Overview of phenylketonuria
Phenylketonuria (PKU) is a rare genetic condition that causes an amino acid called phenylalanine to build up in the body. Amino acids are the building blocks of protein. Phenylalanine is found in all proteins and some artificial sweeteners.
Phenylalanine hydroxylase is an enzyme your body uses to convert phenylalanine into tyrosine, which your body needs to create neurotransmitters such as epinephrine, norepinephrine, and dopamine. PKU is caused by a defect in the gene that helps create phenylalanine hydroxylase. When this enzyme is missing, your body can’t break down phenylalanine. This causes a buildup of phenylalanine in your body.
Babies in the United States are screened for PKU shortly after birth. The condition is uncommon in this country, only affecting about 1 in 10,000 to 15,000 newborns each year. The severe signs and symptoms of PKU are rare in the United States, as early screening allows treatment to begin soon after birth. Early diagnosis and treatment can help relieve symptoms of PKU and prevent brain damage.
- Neonatal phenylketonuria
Symptoms of phenylketonuria
Newborns with PKU initially don’t have any symptoms. However, without treatment, babies usually develop signs of PKU within a few months.
PKU signs and symptoms can be mild or severe and may include:
- A musty odor in the breath, skin or urine, caused by too much phenylalanine in the body.
- Neurological problems may include seizures.
- Skin rashes (eczema).
- Fair skin and blue eyes, because phenylalanine can’t transform into melanin the pigment.
- Responsible for hair and skin tone.
- Abnormally small head (microcephaly).
- Intellectual disability
- Delayed development
- Behavioural, emotional and social problems.
- Psychiatric disorders
Causes of phenylketonuria
A defective gene (genetic mutation) causes PKU, which can be mild, moderate or severe. In a person with PKU, this defective gene causes a lack of or deficiency of the enzyme that’s needed to process phenylalanine, an amino acid.

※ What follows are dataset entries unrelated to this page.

Issue #4837, opened 2021-02-12
Add streamlines plot


neighthan:
[matplotlib] and [plotly] both support streamline plots (a different way of visualizing vector fields than the quiver-style plots holoviews already supports). As far as I could tell, holoviews doesn't support such a plot (though googling mostly gave me results about using data streams in holoviews, so it's possible I missed something). I think it'd be nice to add this plot type. Alternatively, if holoviews doesn't want to have too many built-in plot types, is there an easy way from the user side to add a new plot type that already exists in one of the backends? I'm just making streamplots in matplotlib right now, but then I can't, e.g., combine them with my other holoviews plots in overlays.

(bokeh doesn't seem to have built-in support for streamlines, but there's an [official example] in their gallery showing how this can be done).

[matplotlib]: https://matplotlib.org/stable/gallery/images_contours_and_fields/plot_streamplot.html
[plotly]: https://plotly.com/python/streamline-plots/
[official example]: https://docs.bokeh.org/en/latest/docs/gallery/streamline.html

jlstevens:
I think this would be a pretty cool type of element to support with pretty general applicability. Tagging this as a feature request. What do you think @philippjfr?

philippjfr:
+1, should be easy enough to implement.

astroboylrx:
Any updates on this? Thx in advance.

jbednar:
I tagged it Wishlist to indicate that it's a reasonable but unfunded request that no one has volunteered to implement (though Philipp did sound like he was considering it. :-)

PR #5242, opened 2022-03-23
Streamlines element

poplarShift:
I'm starting to need this so had a go at #4837.

It might be good to eventually include points at either the origin or destination of a given streamline. It should be easy enough but I've become a bit rusty in holoviews...

PS: I'm not at the university anymore so got to be counting hours now, but still interested in getting this in.

### DIFF
--- a/holoviews/element/path.py
+++ b/holoviews/element/path.py
@@ -16,6 +16,13 @@ from .geom import Geometry
 from .selection import SelectionPolyExpr
 
 
+class Streamlines(SelectionPolyExpr, Geometry):
+
+    vdims = param.List(default=[Dimension('u'), Dimension('v')])
+
+    group = param.String(default='Streamlines', constant=True)
+
+
 class Path(SelectionPolyExpr, Geometry):
     """
     The Path element represents one or more of path geometries with
--- a/holoviews/plotting/bokeh/__init__.py
+++ b/holoviews/plotting/bokeh/__init__.py
@@ -7,7 +7,7 @@ from param import concrete_descendents
 
 from ...core import (Store, Overlay, NdOverlay, Layout, AdjointLayout,
                      GridSpace, GridMatrix, NdLayout, config)
-from ...element import (Curve, Points, Scatter, Image, Raster, Path,
+from ...element import (Curve, Points, Scatter, Image, Raster, Path, Streamlines,
                         RGB, Histogram, Spread, HeatMap, Contours, Bars,
                         Box, Bounds, Ellipse, Polygons, BoxWhisker, Arrow,
                         ErrorBars, Text, HLine, VLine, HSpan, VSpan, Spline, Spikes,
@@ -38,6 +38,7 @@ from .heatmap import HeatMapPlot, RadialHeatMapPlot
 from .hex_tiles import HexTilesPlot
 from .links import LinkCallback # noqa (API import)
 from .path import PathPlot, PolygonPlot, ContourPlot
+from .streamlines import StreamlinePlot
 from .plot import GridPlot, LayoutPlot, AdjointLayoutPlot
 from .raster import RasterPlot, RGBPlot, HSVPlot, QuadMeshPlot
 from .renderer import BokehRenderer
@@ -92,6 +93,7 @@ associations = {Overlay: OverlayPlot,
                 Bounds:   PathPlot,
                 Ellipse:  PathPlot,
                 Polygons: PolygonPlot,
+                Streamlines: StreamlinePlot,
 
                 # Geometry
                 Rectangles:    RectanglesPlot,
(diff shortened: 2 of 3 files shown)


jbednar:
Cool! For most elements we have a default border, but I believe that is set to zero for RGB, HSV, Raster, VectorField, and Image elements. I'd propose that the border be zero for Streamlines and Contour elements as well.

philippjfr:
That's easily configured by overriding the `padding` parameter on the plotting class with a value of 0.

poplarShift:
Thanks for the heads up, will look at that next time I'm in there!

maximlt:
@poplarShift this is a very nice feature that we would like to put in the next major release, do you need any help to complete your PR?

poplarShift:
Hi @maximlt 
Some open questions would be:
1. Is it OK to just use the bokeh streamline integration code? Its core is RK4 which is pretty standard AFAIK.
2. Is there any sensible way of putting arrows on the lines? I don't think so but I may be missing some (new?) Bokeh features
3. I've set the padding argument to default to 0, but padding is the same as before. If somebody could make a guess why not, that would be great!
4. I would ideally like to be able to supply unstructured data (not regularly gridded velocities) - though I can't promise when I get around to that. So maybe that's best handled in a future PR?

maximlt:
Hey thanks for the update! I'll ping @jlstevens who is more likely to be able to answer your questions.

jlstevens:
Thanks for the PR, this looks great!

> 1. Is it OK to just use the bokeh streamline integration code? Its core is RK4 which is pretty standard AFAIK.

If you are worried about licensing issues, I'm sure it is ok. *Ideally* this code would be public API importable from Bokeh, but in this case, inlining the code is also fine.

> 2. Is there any sensible way of putting arrows on the lines? I don't think so but I may be missing some (new?) Bokeh features

Not that I am aware of, but I'll go ahead and ping @mattpap for feedback on these two bokeh related questions.

Also, as long as arrows support can be added as a plot option later, I don't think those are necessary for the first release of this element.

> 3. I've set the padding argument to default to 0, but padding is the same as before. If somebody could make a guess why not, that would be great!

I've got no immediate insights into this padding issue, I'm afraid! Happy to help track this down once we are happy with everything else.

> I would ideally like to be able to supply unstructured data (not regularly gridded velocities) - though I can't promise when I get around to that. So maybe that's best handled in a future PR?

As long as the constructor of the element doesn't change (i.e. the element semantics are clear), I agree this can be in a future PR. Perhaps you could just give an example of what you think this data would look like and then we can postpone supporting that format till later?

philippjfr:
> I've set the padding argument to default to 0, but padding is the same as before. If somebody could make a guess why not, that would be great!

Would have to know where and how you set it. I would recommend setting it as a parameter on the plotting class, i.e.:

```
    padding = param.ClassSelector(default=0, class_=(int, float, tuple))
```

poplarShift:
> > I've set the padding argument to default to 0, but padding is the same as before. If somebody could make a guess why not, that would be great!
> 
> Would have to know where and how you set it. I would recommend setting it as a parameter on the plotting class, i.e.:
> 
> ```
>     padding = param.ClassSelector(default=0, class_=(int, float, tuple))
> ```

Thanks for weighing in, that's exactly what I did. Will have to look at that again then...

poplarShift:
> Thanks for the PR, this looks great!
> 
> > 1. Is it OK to just use the bokeh streamline integration code? Its core is RK4 which is pretty standard AFAIK.
> 
> If you are worried about licensing issues, I'm sure it is ok. _Ideally_ this code would be public API importable from Bokeh, but in this case, inlining the code is also fine.

It's from the bokeh documentation https://docs.bokeh.org/en/latest/docs/gallery/streamline.html, so not directly from the codebase.

> > I would ideally like to be able to supply unstructured data (not regularly gridded velocities) - though I can't promise when I get around to that. So maybe that's best handled in a future PR?
> 
> As long as the constructor of the element doesn't change (i.e. the element semantics are clear), I agree this can be in a future PR. Perhaps you could just give an example of what you think this data would look like and then we can postpone supporting that format till later?

The current gridded input format is
```
( (N, ), (M, ), (N, M), (N, M) )
```
so yes, that would have to change if we were instead to pass unstructured (columnar) data. We could reconstruct the regular grid by doing some binning/averaging preprocessing internally to make the current streamline integration algorithm work. Integrating directly on unstructured data is a bit more involved but I haven't actually done a lot of research on other implementations.

mattpap:
> Is there any sensible way of putting arrows on the lines? I don't think so but I may be missing some (new?) Bokeh features

Arrow heads can be added to a subset of glyphs via glyph decorations. Currently only `Arc` and `Segment` glyphs support this. See an example here https://github.com/bokeh/bokeh/blob/branch-3.0/examples/plotting/file/trefoil.py#L48-L52. I expect to implement broader support in bokeh 3.1. Note also that the existing API and features are experimental and subject to change.

PR #5247, opened 2022-03-28
Support buffer of unspecified length

pepijndevos:
Currently a buffer requires a specified length, but this is not ideal in situations where you want to stream a large but finite dataset of unknown size. You could set a large size, but how large is large enough, or too large? This PR allows setting `size=None` for a buffer that'll just grow until you clear it or run out of memory.


jbednar (approved):
Looks useful to me! Presumably should be documented somewhere.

A dangerous buildup of phenylalanine can develop when a person with PKU eats protein-rich foods, such as milk, cheese, nuts or meat, and even grains such as bread and pasta, or eats aspartame, an artificial sweetener. This buildup of phenylalanine results in damage to nerve cells in the brain.

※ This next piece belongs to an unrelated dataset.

PR #5249, opened 2022-03-28
Loading JS once in the given cell

jlstevens:
PR using the information now exposed in https://github.com/holoviz/pyviz_comms/pull/87 to avoid repeatedly loading JS in the same cell (e.g. if multiple extensions are in the first cell of a notebook).

### DIFF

Diagnosis of phenylketonuria
Newborn blood testing identifies almost all cases of phenylketonuria. All 50 states in the United States require newborns to be screened for PKU. Many other countries also routinely screen infants for PKU.
If you have PKU or a family history of it, your doctor may recommend screening tests before pregnancy or birth. It’s possible to identify PKU carriers through a blood test.
Testing your baby after birth
A PKU test is done a day or two after your baby’s birth. The test is done after your baby is 24 hours old and after your baby has ingested some protein in the diet to ensure accurate results.
- A nurse or lab technician collects a few drops of blood from your baby’s heel or the bend in your baby’s arm.
- A laboratory tests the blood sample for certain metabolic disorders, including PKU.
- If you don’t deliver your baby in a hospital or are discharged soon after birth, you may need to schedule a newborn screening with your paediatrician or family doctor.
If this test indicates your baby may have PKU:
- Your baby may have additional tests to confirm the diagnosis, including more blood tests and urine tests.
- You and your baby may have genetic testing to identify gene mutations.
Treatment for phenylketonuria
There is no cure for PKU, but treatment can prevent intellectual incapacity and other health problems. A person with PKU should be treated at a medical centre that specializes in the disorder.
Which foods to avoid
Because the amount of phenylalanine that a person with PKU can safely eat is so low, it’s crucial to avoid all high-protein foods, such as:
- Potatoes, grains and other vegetables that have protein will likely be limited.
Children and adults also need to avoid certain other foods and beverages, including many diet sodas and other drinks that contain aspartame (NutraSweet, Equal). Aspartame is an artificial sweetener made with phenylalanine.
Some medications may contain aspartame and some vitamins or other supplements may contain amino acids or skim milk powder. Check with your pharmacist about the contents of over-the-counter products or prescription medications.
The Food and Drug Administration (FDA) has approved the drug sapropterin (Kuvan) for the treatment of PKU. It works by increasing your tolerance to phenylalanine. The drug is for use in combination with a PKU diet. But it doesn’t work for everyone with PKU.
In approving sapropterin, the FDA directed that studies continue because there are no long-term studies on the drug’s efficacy and long-term safety.
Severe mental disability occurs if the disorder is not treated. ADHD (attention deficit hyperactivity disorder) seems to be a common problem in those who do not follow a diet very low in phenylalanine.
Because PKU is a genetic condition, it can’t be prevented or avoided. Genetic testing is the only way to determine if people carry the defective gene. Some people may carry the gene but not have PKU. These people are called carriers. Both parents must carry one copy of the abnormal gene for the disease to be passed to the baby.